● WHAT YOU HAVE TO DO
Go through the entries one line at a time, and gather every line that has the word "should".

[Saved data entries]
>>>>>
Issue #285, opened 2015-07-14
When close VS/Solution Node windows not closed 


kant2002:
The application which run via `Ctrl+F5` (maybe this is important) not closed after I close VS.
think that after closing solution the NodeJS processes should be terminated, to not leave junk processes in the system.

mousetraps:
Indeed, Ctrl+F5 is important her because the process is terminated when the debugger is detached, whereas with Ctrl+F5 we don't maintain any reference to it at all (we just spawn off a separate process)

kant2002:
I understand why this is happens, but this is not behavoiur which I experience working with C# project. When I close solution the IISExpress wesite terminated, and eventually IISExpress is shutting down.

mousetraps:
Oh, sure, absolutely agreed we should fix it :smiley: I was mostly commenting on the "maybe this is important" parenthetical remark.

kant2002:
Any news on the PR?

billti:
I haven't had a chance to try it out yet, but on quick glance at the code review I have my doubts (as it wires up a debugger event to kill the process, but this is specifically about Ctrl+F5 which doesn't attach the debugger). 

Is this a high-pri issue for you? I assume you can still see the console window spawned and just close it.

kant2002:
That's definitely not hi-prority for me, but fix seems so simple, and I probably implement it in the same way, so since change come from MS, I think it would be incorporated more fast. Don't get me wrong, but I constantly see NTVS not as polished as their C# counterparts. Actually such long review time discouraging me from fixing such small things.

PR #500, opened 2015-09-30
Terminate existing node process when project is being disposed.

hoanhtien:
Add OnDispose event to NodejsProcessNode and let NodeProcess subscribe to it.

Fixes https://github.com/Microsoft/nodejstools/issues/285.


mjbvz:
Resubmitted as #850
<<<<<
>>>>>
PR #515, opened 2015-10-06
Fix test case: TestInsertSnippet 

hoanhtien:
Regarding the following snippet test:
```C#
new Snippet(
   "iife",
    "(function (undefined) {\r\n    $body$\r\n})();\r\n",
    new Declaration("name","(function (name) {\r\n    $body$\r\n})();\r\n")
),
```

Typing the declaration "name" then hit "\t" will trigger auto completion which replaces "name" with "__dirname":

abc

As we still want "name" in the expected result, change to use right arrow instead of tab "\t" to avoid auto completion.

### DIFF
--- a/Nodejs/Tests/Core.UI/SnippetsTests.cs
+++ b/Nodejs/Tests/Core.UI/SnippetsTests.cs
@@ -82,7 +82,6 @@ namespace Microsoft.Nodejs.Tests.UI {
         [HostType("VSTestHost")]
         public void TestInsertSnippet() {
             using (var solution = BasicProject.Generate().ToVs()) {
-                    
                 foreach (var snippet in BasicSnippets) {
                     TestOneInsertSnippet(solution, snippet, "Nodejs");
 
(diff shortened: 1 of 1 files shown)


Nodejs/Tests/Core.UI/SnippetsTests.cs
<<<<<
● ANSWER TO THE EXERCISE
think that after closing solution the NodeJS processes should be terminated, to not leave junk processes in the system.
Oh, sure, absolutely agreed we should fix it :smiley: I was mostly commenting on the "maybe this is important" parenthetical remark.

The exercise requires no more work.